KENDAL Midday Concert Club took a step back into earlier times for its latest concert, writes CLIVE WALKLEY. Moving away from the staple diet of 18/19th-century piano music - solo or with other players - and string quartets, we travelled back in time to hear Echoes of Venice in the music of Gabrieli, Frescobaldi and Monteverdi and their contemporaries, performed by the English Cornett and Sackbut Ensemble. In Kendal we have little opportunity to hear the unique sound provided by this combination of instruments so, on a English autumn day, it was good to be able stretch our imaginations and return to the warm days of summer in that eternal city.

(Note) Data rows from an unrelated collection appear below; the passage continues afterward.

PR #932, opened 2023-08-15
feat: postgres integration - create database  

gaurav274:
1. Add support for creating database
```
CREATE DATABASE db
WITH ENGINE = "postgres",
PARAMETERS = {
    "user": "user",
    "password": "password",
    "host": "127.0.0.1",
    "port": "5432",
    "database": "demo"
};
```
2. Persist the info in the catalog
3. Todo: Verify if the provided info is valid - next PR


evadb/server/command_handler.py
```diff
@@ -42,9 +43,16 @@ def execute_query(
...
     with query_compile_time:
         stmt = Parser().parse(query)[0]
-        StatementBinder(StatementBinderContext(evadb.catalog)).bind(stmt)
-        l_plan = StatementToPlanConverter().visit(stmt)
-        p_plan = plan_generator.build(l_plan)
+
+        # For certain statements, we plan to omit binder and optimizer to keep the code
+        # clean. So, we handle such cases here and pass the statement directly to the
+        # executor.
+        if stmt not in SKIP_BINDER_AND_OPTIMIZER_STATEMENTS:
```
gaurav274, line 50: @xzdandy @jiashenC Added a skipping behavior in the system to avoid having to write boilerplate code for binder, optimizer.

xzdandy:
Looks good to me. To make it clear, the default engine (for now, sqlite3) in [evadb/catalog/sql_config.py](https://github.com/georgia-tech-db/evadb/blob/cae98dc78d56af5962b006a97deae5a7d29b3cb6/evadb/catalog/sql_config.py) will not have an entry in DatabaseCatalog (otherwise, we have a loop. Maybe we can actually, so it is not treated differently with any other databases). 
Some decisions we need to think are
- Is the default engine only storing EvaDB's metadata or it can also store user's data? In other words, can user use the EvaDB without connecting to any other structure databases?
-  Is the default engine always local or it can also connect to a remote database? Sharing model and external database connection with other users.

evadb/parser/create_statement.py
```diff
@@ -183,3 +183,42 @@ def __hash__(self) -> int:
                 self.query,
             )
         )
+
+
+class CreateDatabaseStatement(AbstractStatement):
```
xzdandy, line 188: Should the CreateDatabaseStatement inherit SKIP_BINDER_AND_OPTIMIZER_STATEMENTS?

xzdandy: Figured it out how it works.

xzdandy:
The `Test | v3.10 | Linux | Postgres` test actually failed. Need to take a look.

gaurav274:
> Looks good to me. To make it clear, the default engine (for now, sqlite3) in [evadb/catalog/sql_config.py](https://github.com/georgia-tech-db/evadb/blob/cae98dc78d56af5962b006a97deae5a7d29b3cb6/evadb/catalog/sql_config.py) will not have an entry in DatabaseCatalog (otherwise, we have a loop. Maybe we can actually, so it is not treated differently with any other databases created later by the user). Some decisions we need to think are
> 
> * Is the default engine only storing EvaDB's metadata or it can also store user's data? In other words, can user use the EvaDB without connecting to any other structure databases?
> * Is the default engine always local or it can also connect to a remote database? Sharing model and external database connection with other users.

Will document it in our design docs

xzdandy (approved):

PR #1075, opened 2018-08-13
[THORN-2133] Moving the resource-adapters fraction into the product

sberyozkin:


kenfinnigan:
I think the testsuite needs to be moved as well

kenfinnigan (approved):

PR #1084, opened 2018-08-16
THORN-1564 - Enable java.util.Properties for configurations

michbeck100:

-----

This PR enables Fractions to use `java.util.Properties` as configuration properties. This was explicitly blacklisted [here](https://github.com/thorntail/thorntail/blob/79b59c0cf3729fcd33bf1beefb9e1c931a216602/core/container/src/main/java/org/wildfly/swarm/container/runtime/ConfigurableManager.java#L70) before. But most of the code was there already. 
Also the support for `java.util.Map` and `java.util.List` seems to be complete, but stays blacklisted.

### DIFF
--- a/core/container/src/main/java/org/wildfly/swarm/container/config/ConfigNode.java
+++ b/core/container/src/main/java/org/wildfly/swarm/container/config/ConfigNode.java
@@ -19,6 +19,7 @@ import java.util.HashMap;
 import java.util.LinkedHashMap;
 import java.util.List;
 import java.util.Map;
+import java.util.Properties;
 import java.util.Set;
 import java.util.stream.Collectors;
 import java.util.stream.Stream;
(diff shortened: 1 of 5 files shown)


kenfinnigan (dismissed):
Looks ok to me. Any comments @bobmcwhirter?

michbeck100:
There seems to be general problem with the semaphore builds. It fails at `mvn clean`.

michbeck100:
Had to add the snapshot repository for thorntail-maven-plugin to fix the semaphore build (674af97).

kenfinnigan:
Semaphore build only works with 4.x, so adding the snapshot repository isn't needed

michbeck100:
Reverted with 071a6e6

kenfinnigan (approved):

PR #1087, opened 2018-08-17
[THORN-2141] Deprecating the archaius and hystrix fractions 

sberyozkin:


kenfinnigan (approved):
Are the hystrix and archaius fractions part of the "supported" profile already?

If not, the netflix module might need to be split into entries for each sub module

sberyozkin:
Hi Ken,
https://github.com/thorntail/thorntail/blob/master/fractions/netflix/pom.xml#L183
and fractions/netflix is referenced from both supported and unsupported profiles. I believe this is how archaius and hystrix end up being in the supported profile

"There were Sagbuts and Cornets…which yielded passing good music": so said the English visitor, Thomas Coryat, on his well-documented visit to Venice in 1608. Had he set foot in the door of Kendal Town Hall last Wednesday, he might have said the same thing.

The five members of the English Cornett and Sackbut Ensemble are fine players and Coryat would surely have been just as delighted as we were when we heard music, which demands such virtuosity, performed to a standard more than ‘passing good’.

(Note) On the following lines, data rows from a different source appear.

PR #1088, opened 2018-08-20
MP JWT fixes

Ladicek:
- [THORN-2142](https://issues.jboss.org/browse/THORN-2142)
- [THORN-2143](https://issues.jboss.org/browse/THORN-2143)
- [THORN-2144](https://issues.jboss.org/browse/THORN-2144)

Tests for THORN-2142 and THORN-2143 are already present (and currently failing) in https://github.com/rhoar-qe/thorntail-test-suite. Test for THORN-2144 added there as well.

### DIFF
--- a/fractions/microprofile/microprofile-jwt/src/main/java/org/wildfly/swarm/microprofile/jwtauth/MpJwtFilterRegistrar.java
+++ b/fractions/microprofile/microprofile-jwt/src/main/java/org/wildfly/swarm/microprofile/jwtauth/MpJwtFilterRegistrar.java
@@ -18,10 +18,13 @@ package org.wildfly.swarm.microprofile.jwtauth;
 import javax.annotation.security.DenyAll;
 import javax.annotation.security.PermitAll;
 import javax.annotation.security.RolesAllowed;
+import javax.ws.rs.HttpMethod;
 import javax.ws.rs.container.DynamicFeature;
 import javax.ws.rs.container.ResourceInfo;
 import javax.ws.rs.core.FeatureContext;
 import java.lang.annotation.Annotation;
+import java.lang.reflect.Method;
+import java.net.URL;
 import java.util.HashSet;
 import java.util.List;
 import java.util.Set;
@@ -47,10 +50,16 @@ public class MpJwtFilterRegistrar implements DynamicFeature {
     public void configure(ResourceInfo resourceInfo, FeatureContext context) {
         Annotation mpJwtAnnotation = getMpJwtAnnotation(resourceInfo);
         if (mpJwtAnnotation != null) {
-            if (DenyAll.class.isInstance(mpJwtAnnotation)) {
+            if (mpJwtAnnotation instanceof DenyAll) {
                 configureDenyAll(context);
-            } else if (RolesAllowed.class.isInstance(mpJwtAnnotation)) {
+            } else if (mpJwtAnnotation instanceof RolesAllowed) {
                 configureRolesAllowed((RolesAllowed) mpJwtAnnotation, context);
+            }
+        } else {
+            // the resource method is not annotated and the class is not annotated either
+            if (hasSecurityAnnotations(resourceInfo) && shouldNonannotatedMethodsBeDenied()) {
+                // some other method has a security annotation and this one doesn't, it should be @DenyAll by default
+                configureDenyAll(context);
             }
         }
     }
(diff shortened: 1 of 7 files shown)


fractions/microprofile/microprofile-jwt/src/main/java/org/wildfly/swarm/microprofile/jwtauth/MpJwtFilterRegistrar.java
```diff
@@ -92,4 +100,21 @@ private Annotation getAnnotation(Annotation[] declaredAnnotations,
                         ". Expected at most 1 annotation, found: " + annotations);
         }
     }
+
+    private boolean hasSecurityAnnotations(ResourceInfo resource) {
+        // TODO check all methods of the class, or just resource methods? public/private/etc.? inherited?
```
Ladicek: @mkouba I recall you were the one to add `swarm.microprofile.jwt.default-missing-method-permissions-deny-access`. Could you advise here? I think our docs say that only resource methods are considered here (http://docs.wildfly-swarm.io/2.1.0.Final/#_microprofile_jwt_rbac_auth), but not sure about e.g. inheritance. If only JAX-RS's `ResourceInfo` provided a list of all resource methods :-)

Ladicek: Ah Martin is on PTO this week. Hmm. Anyone? :-)

sberyozkin: Does the spec require that only security annotated methods can be invoked ? Role based access is an extra restriction...I.e, one service can be happy enough with the token be validated (client - authenticated only)

Ladicek: Implicit `@DenyAll` for all methods in a class that don't have a security annotation yet some other method does mirrors the behavior we have for EJBs. The configuration key and its default value does the same. Not sure if that answers your question :-)

sberyozkin: Hi Ladislav, I was not sure, if the token can only be used as the authorization token, which what would happen with your change. I've looked at the article about MP JWT, my understanding it should be also usable as only the authentication token, ie, if it is valid hence the client is authenticated and the service is free to access the claims without having to put RolesAllowed, etc...
thanks

Ladicek: I originally assumed the same -- see https://issues.jboss.org/browse/THORN-1954. In this PR, I'm just returning to our own previous behavior.

sberyozkin: Right, if adding something like @RolesAllowed("*") will still work then it is fine, even if it might be a bit of an extra work.

sberyozkin (dismissed):

fractions/microprofile/microprofile-jwt/src/main/java/org/wildfly/swarm/microprofile/jwtauth/MpJwtFilterRegistrar.java
Ladicek: `@RolesAllowed("*")` is another thing I'm restoring in this PR :-)

Ladicek:
Hmm I'll take a look at the failing test.

EDIT: yea, that's very simple, the test expects that a method without security annotation is always accessible, which is a bug. Test is very easy to fix.

Ladicek:
I've finished the implementation of implicitly denying access to methods without security annotations. It no longer checks all the methods in the class, just the JAX-RS resource methods, as documented.

Ladicek:
Ah and in addition to fixing the `PrincipalLeakTest`, I also improved how the threads are handled. @michalszynkiewicz you might be interested: https://github.com/thorntail/thorntail/pull/1088/commits/26c76c75f6029e27cc52d165dd8cd0acf10ed10a :-)

Ladicek:
Windows failures are 1. the usual MP FT TCK (`BulkheadSynchRetryTest.testBulkheadClassSynchronousPassiveRetry55`), 2. not sure why but also MP Config TCK. Both seem unrelated.

kenfinnigan:
I'm not sufficiently versed in JWT to know whether the changes are good or not.

@sberyozkin, @michalszynkiewicz could one of you review and approve?

michalszynkiewicz (approved):

PR #1091, opened 2018-08-21
[THORN-2147] Update jaeger.gson version to 2.8.2

sberyozkin:


Ladicek (approved):

sberyozkin:
This Win failure does not seem to be related, jaeger.gson is not in the FT domain...

PR #1096, opened 2018-08-28
[THORN-2151] Updating smalrye-config, smallrye-health, smallrye-opentracing to the latest versions

sberyozkin:


Ladicek (approved):

sberyozkin:
JIRA issue is already created for tracking the MP config test failures (not only on Win but Linux as well), and MP FT win test failure is unrelated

The substance of the programme was contained in a series of short pieces, sonatas, canzonas, and other forms that formed the backbone of instrumental music for wind ensembles in the late 16th century. This was a time when a new, idiomatic instrumental style was emerging; however, wind players still relied on vocal music for much of their repertoire but the melodic line was much embellished, as was demonstrated beautifully, for example, by Adrian France in his performance of Alessandro Grandi’s Salvum me fac.

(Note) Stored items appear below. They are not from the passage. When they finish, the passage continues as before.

PR #1098, opened 2018-08-28
THORN-2154: NPE in MetricsHttpHandler.handleRequest

Ladicek:
Motivation
----------
The `MetricsHttpHandler.handleRequest` method throws a NPE if there's
no `Accept` header.

Modifications
-------------
Do a `null` check.

Result
------
No NPE.

-----

### DIFF
--- a/fractions/microprofile/microprofile-metrics/src/main/java/org/wildfly/swarm/microprofile/metrics/runtime/MetricsHttpHandler.java
+++ b/fractions/microprofile/microprofile-metrics/src/main/java/org/wildfly/swarm/microprofile/metrics/runtime/MetricsHttpHandler.java
@@ -25,6 +25,7 @@ import io.undertow.util.HttpString;
 import org.jboss.logging.Logger;
 
 import java.util.concurrent.CountDownLatch;
+import java.util.stream.Stream;
 
 /**
  * @author hrupp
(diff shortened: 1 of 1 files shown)


fractions/microprofile/microprofile-metrics/src/main/java/org/wildfly/swarm/microprofile/metrics/runtime/MetricsHttpHandler.java
```diff
@@ -60,7 +61,8 @@ public void handleRequest(HttpServerExchange exchange) throws Exception {
 
         String method = exchange.getRequestMethod().toString();
         HeaderValues acceptHeaders = exchange.getRequestHeaders().get(Headers.ACCEPT);
-        metricsHandler.handleRequest(requestPath, method, acceptHeaders.stream(), (status, message, headers) -> {
+        Stream<String> acceptHeadersStream = acceptHeaders != null ? acceptHeaders.stream() : null;
+        metricsHandler.handleRequest(requestPath, method, acceptHeadersStream, (status, message, headers) -> {
```
Ladicek, line 65: TBH, I really don't think `Stream` is an acceptable parameter type or return type in a public API (for the same reason as `Iterator`), but SmallRye decided otherwise.

michalszynkiewicz:
@Ladicek THORN-2154 is a duplicate of THORN-2137, I was working on the latter today but you were faster :)

The only thing I did differently was I added a test that reproduces the problem: https://github.com/thorntail/thorntail/pull/1099/files#diff-6c12828f4fda3f5f080c9bf400773698
Could you add it to your commit?

Also, stream there is my fault, feel free to replace it with whatever you find better.

Ladicek:
You didn't really have to close your PR, I think it's better than mine because it has the test :-) (I didn't add one because we already have a test in the standalone test suite.)

michalszynkiewicz:
I closed mine when I realized you have a PR for exactly same thing :)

But it is perhaps in the sonatas and canzonas, with their elaborate diminutions, that the new style emerges most clearly. Often the notes on the printed page are a mere skeleton of what an 16th century audience would have heard, for it was expected that a professional performer would ‘take off’ and play pre-arranged divisions or improvise them as he went along. There were many examples of this on Wednesday. All items in the programme were presented with great panache and a breathtaking virtuosity which gave great delight. It is worth noting that the cornet is notoriously difficult to play and is probably one of the last instruments of the lost world of the Renaissance to be revived. As this concert demonstrated, today’s generation of professional performers have successfully mastered the technique necessary to bring to life music that languished unplayed for so long.